Sockeye counts picking up at Baker River trap

  • By Wayne Kruse Herald Writer
  • Wednesday, July 2, 2014 10:18pm
  • Sports

The numbers certainly are not overwhelming, but at least they’re an improvement over the first few days of the run and could perhaps warrant a bit of optimism.

Sockeye counts at the Baker River trap jumped from one or two fish per day to 42 fish on June 26th, then 30, 36, and 33 on Friday, Saturday and Sunday, respectively, and 26 on Monday morning before noon.

That’s a cumulative total of 177 through Sunday. That’s a long way from the preseason forecast of 35,400 fish, but, hey, you take what you can get.

State Fish and Wildlife Department biologist Brett Barkdull in La Conner said it’s too early to get a good feel for the run size.
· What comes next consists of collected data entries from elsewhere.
PR #24, opened 2022-01-18
Use a module for bindings instead of `include!`

ian-h-chamberlain:
Modules are better understood by rust-analyzer compared to macro expansion, and we can still use the same bindgen script and lint attrs.

Before, "go to definition" would jump to the `include!()` call, but now it actually resolves to the `extern` declaration for functions, or the constant value for constants. I think this provides a better developer experience, since it more easily lets you find related functions, see constant values etc.

AFAIK, there is no functional difference between this and `include!()`, and I was able to build all the existing examples.


AzureMarker:
Thanks for the PR!

PR #27, opened 2022-01-27
Update time_rtc example to use `time` crate

ian-h-chamberlain:
Depends on https://github.com/Meziu/rust-linker-fix-3ds/pull/6

Couple of notes:
* This works as-is because the `time` crate does not enable its `local-offset` feature by default and therefore does not use `libc::tm::tm_gmtoff`, which is missing from the newlib definitions: https://github.com/rust-lang/libc/blob/master/src/unix/newlib/mod.rs#L105
* `chrono` seems like a slightly nicer crate to use, but it _does_ support some timezone-awareness by default, and fails to build due to the aforementioned `tm_gmtoff`. Probably a PR upstream for `chrono` to support `target_env = "newlib"` more gracefully could resolve that, but it seemed a little beyond me...

For `time` itself:
* There is a `formatting` feature which allows a format like `"[hour]:[minute]:[second]"`, but what I have now seems slightly more rust-idiomatic to me at least? I can enable that feature and use it if that seems preferable/
* I ripped out all the weekday, month code etc. since `time` provides that stuff itself.


AzureMarker:
We could add `libc::tm::tm_gmtoff` to our libc fork, if we wanted.

AzureMarker (approved):

Meziu:
> We could add `libc::tm::tm_gmtoff` to our libc fork, if we wanted.

No we can't. `Newlib` (at least devkitARM's 3DS fork) doesn't support it in it's functions. Sad, yeah, but it's normal when working with _literally any target other than linux_.

PR #28, opened 2022-01-27
Alternative panic hook exit

### LINKED ISSUE #26: Test threading
All of the "environmental" `std::thread` features (like Mutex, LocalKeys and such) work in single threaded programs, but we never tested actually spawning threads. In the remote eventuality they work, we should implement them via `pthread-3ds` and possibly remove the `thread` module here in `ctru`. 

@AzureMarker

Meziu:
Closes #26.

Requiring an input isn't flexible, at all. If the user has no `Console` to print to, they may not even know it panicked. Also, for every panicking thread created the input would be required to continue, otherwise stopping the execution of the whole program. It looks sketchy, but sleeping actually solves most of the issues. For one, the thread will always exit on panic, and won't wait indefinetly for an input. Also, since `svcThreadSleep` yields the thread to the OS, threads panicking won't take any CPU time at all, but other threads will run instead.

@AzureMarker


ian-h-chamberlain:
> Also, for every panicking thread created the input would be required to continue, otherwise stopping the execution of the whole program.

It seems to me like this might still be desirable to have for the main thread panicking, or it might be hard to read the location of the panic. Could we change behavior of the hook depending on which thread `init()` was called from, i.e. something like

```rust
    let main_thread = thread::current().id(); // does this work in the current thread impl?

    let default_hook = std::panic::take_hook();
    let new_hook = Box::new(move |info: &PanicInfo| {
        println!("\x1b[1;31m\n--------------------------------------------------");
        default_hook(info);

        if thread::current().id() == main_thread {
            loop {
                hid.scan_input();
                if hid.keys_down().contains(services::hid::KeyPad::KEY_SELECT) {
                    break;
                }
            }
        } else {
            println!("\nThe thread will exit in 5 seconds");
            thread::sleep(std::time::Duration::from_secs(5));
        }
    });
```

Actually, in this case I'm not sure you'd need the sleep at all, non-main threads could simply exit immediately but as long as the console was still alive (i.e. if `join()`ed) I think the message would stay alive. I believe this is close to the behavior on tier 1 platforms where a console is presumed to exist, from my testing.

Meziu:
> In one local version I had, I created a console in the handler itself in case of a panic before gfx initialization. I think I also had to add some code to flush / swap buffers in order to get a proper screenshot of the panic... I'll see if I still have that code stashed somewhere...

You probably can't do that  anymore since the `Console` now requires a mutable reference to `Gfx`. Since the panic! is called before exiting the `r#try`, the user-created `Gfx` would be still alive, so you won't be able to get more of those. Still, I like the "main-only" idea.

ctru-rs/src/lib.rs
```diff
@@ -11,14 +11,27 @@ pub fn init() {
...
+            let hid = services::hid::Hid::init().unwrap();
+
+            loop {
+                hid.scan_input();
+                if hid.keys_down().contains(services::hid::KeyPad::KEY_SELECT) {
+                    break;
+                }
+            }
+        }
+        println!("\x1b[1;37m\n"); // Get back to white
```
ian-h-chamberlain, line 34: Would it be a little more agnostic to use a "reset" ansi code (either `1;39` or `0`) instead of explicitly white? I haven't tested the behavior of that vs using colors...

Also there's an extra `\n` here, not sure if that's intentional

```suggestion
        println!("\x1b[0m"); // Get back to white
```

ian-h-chamberlain (approved):

ctru-rs/src/lib.rs
ian-h-chamberlain: There's a decent crate [`ansi_term`](https://docs.rs/ansi_term/latest/ansi_term/) that does all the work of remembering what codes mean and when to reset styles, etc. which is decent. I was also experimenting with [`ansi-escapes`](https://docs.rs/ansi-escapes/latest/ansi_escapes/) for cursor positioning. IIRC both of them built and worked as expected on 3DS, but it might not be desirable to add them as deps of `ctru-rs` itself

Meziu: Generally speaking it will be the user to print those, so it's at their discretion. This are the only `print!`s in the crate, we don't need to add dependencies for now.

AzureMarker:
One idea is to check if there is a current console, then if there is you can print the panic. Alternatively, don't check and just always print.

ctru-rs/src/lib.rs
```diff
@@ -11,20 +11,27 @@ pub fn init() {
...
+            let hid = services::hid::Hid::init().unwrap();
+
+            loop {
+                hid.scan_input();
+                if hid.keys_down().contains(services::hid::KeyPad::KEY_SELECT) {
+                    break;
+                }
             }
         }
+        println!("\x1b[0m"); // Get back to white
```
AzureMarker, line 34: White might not be the color they were using

Meziu: I would expect the color to be specified each time, though it doesn't solve the issue. Can we make "one-time" ANSI codes? I don't know.

P.S.
If a thread crashes, you have bigger problems than using the wrong color.

Meziu: Since ANSI is parsed as normal text, and that text (in our case) ends up in `stdout`, we can't do much about missing colors. Usually speaking, it is indeed expected from the user to use codes for each colored text, but the `Console`s don't reset the color each time, so I guess we must make a choice:

We leave it this way and leave the burden on the user *or* we don't use red, though a green error text would be jarring.

We must also consider the user is already expected to have their console screwed up one way or another, since printing with `newline`s usually make the whole screen's text wrap. Tell me what you think

Meziu:
> One idea is to check if there is a current console, then if there is you can print the panic. Alternatively, don't check and just always print.

I think that would be easy, we could just check if the pointer for the selected pointer.

ctru-rs/src/lib.rs
ian-h-chamberlain: As an experiment, I ran this code on my host system:
```rust
fn main() {
    let red = ansi_term::Color::Red;
    eprintln!("{}hello world", red.prefix());

    panic!("main thread panic");
}
```

The panic output is indeed colored red: 
Screen Shot 2022-01-27 at 3 36 06 PM

There is no special handling to "uncolor" text when printing panics to stderr on a typical OS, so one could argue that maybe there shouldn't be any code to color it either? `"\x1b[0m"` technically resets it back to unstyled text, which might _also_ not be what the user had before panicking. 

Since the console is global, any thread that prints to it could modify the colors using ANSI codes, so I'm not sure it makes sense to try and work around that...

Meziu: > Since the console is global, any thread that prints to it could modify the colors using ANSI codes, so I'm not sure it makes sense to try and work around that...

Basically this, we can either choose to *not* add to the chaos caused by the codes, or adding to it expecting some handling to exist anyways since the chaos itself exists anyways. Both approaches are equally valid. 

@AzureMarker @ian-h-chamberlain tell me what you prefer, a vote works best with an uneven number of voters.

ian-h-chamberlain: I think my vote is to remove color / special formatting altogether from the default hook and let users add it if they want. Some applications may prefer to panic to the bottom screen, or use wide mode, etc., and I think color formatting falls into the same category. In any of those use cases someone could always do this or equivalent in their app setup to achieve the same thing, right?

```rust
std::panic::set_hook(Box::new(move |info| {
    let red = ansi_term::Color::Red;
    eprint!("{}", red.prefix());
    old_hook(info);
    eprint!("{}", red.suffix());
}));
```

Meziu:
With `console_exists` it's possible to check the init status of the currently selected Console. If no Console was created, or existing implementations were dropped, the function will return false. This way the "Press select" message won't be show and the app will just exit. I didn't put the check over the whole hook because there may be a chance of retrieving `stdout` data (maybe to a File or from a debugger).

ctru-rs/src/lib.rs
Meziu: I'm also for this. No red coloring and no weird stuff. If it crashes, something is print, that's it.

Would like to hear from @AzureMarker for suggestions.

AzureMarker: Yeah removing the coloring from the ctru hook sounds good to me.

ctru-rs/examples/thread-basic.rs
```diff
@@ -13,10 +13,11 @@ fn main() {
     let hid = Hid::init().unwrap();
     let gfx = Gfx::default();
     let _console = Console::init(gfx.top_screen.borrow_mut());
+    drop(_console);
```
AzureMarker, line 16: Is this just for testing? The example code prints right after this.

ctru-rs/src/console.rs
```diff
@@ -5,6 +5,20 @@ use ctru_sys::{consoleClear, consoleInit, consoleSelect, consoleSetWindow, Print
 
 use crate::gfx::Screen;
 
+static mut EMPTY_CONSOLE: PrintConsole = unsafe { const_zero::const_zero!(PrintConsole) };
+
+pub fn console_exists() -> bool {
```
AzureMarker, line 10: This should be a static function on `Console`, i.e. `Console::exists`

ctru-rs/src/lib.rs
```diff
@@ -11,20 +11,27 @@ pub fn init() {
...
+        // Only for panics in the main thread
+        if main_thread == thread::current().id() && console::console_exists() {
+            println!("\nPress SELECT to exit the software");
+            let hid = services::hid::Hid::init().unwrap();
+
+            loop {
+                hid.scan_input();
+                if hid.keys_down().contains(services::hid::KeyPad::KEY_SELECT) {
+                    break;
+                }
```
AzureMarker, line 31: We could insert a yield here if we wanted to allow other threads to continue. I think there's a function from libctru or libc that would work?

Meziu: Threads with higher priority will continue automatically. A thread with lower priority probably depends on `main`, so at that point we may just cause a deadlock. I think it's fine this way.

Meziu:
Removed ANSI codes and formatting. Also made the function a static member of `Console` and added a comment

ian-h-chamberlain (approved):

AzureMarker (approved):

He needs a couple more weeks. Baker Lake opens for the recreational sockeye season on July 10, and it doesn’t look like there will be enough fish in the lake to make it worthwhile, which is not an unusual situation. The fishery doesn’t normally pick up until at least the middle of the month.

Meanwhile, the Skagit River closed Sunday night and the state estimated 66 fish were caught Saturday and 105 Sunday, for a total of 171 over the weekend for 394 anglers.

The Lake Washington counts have been dismal, but that was pretty much expected. Salmon managers predicted a Cedar river/Sammamish River run of less than half the 350,000 fish needed for spawning escapement. As of Sunday, the total count at the Chittenden Locks stood at 4,024.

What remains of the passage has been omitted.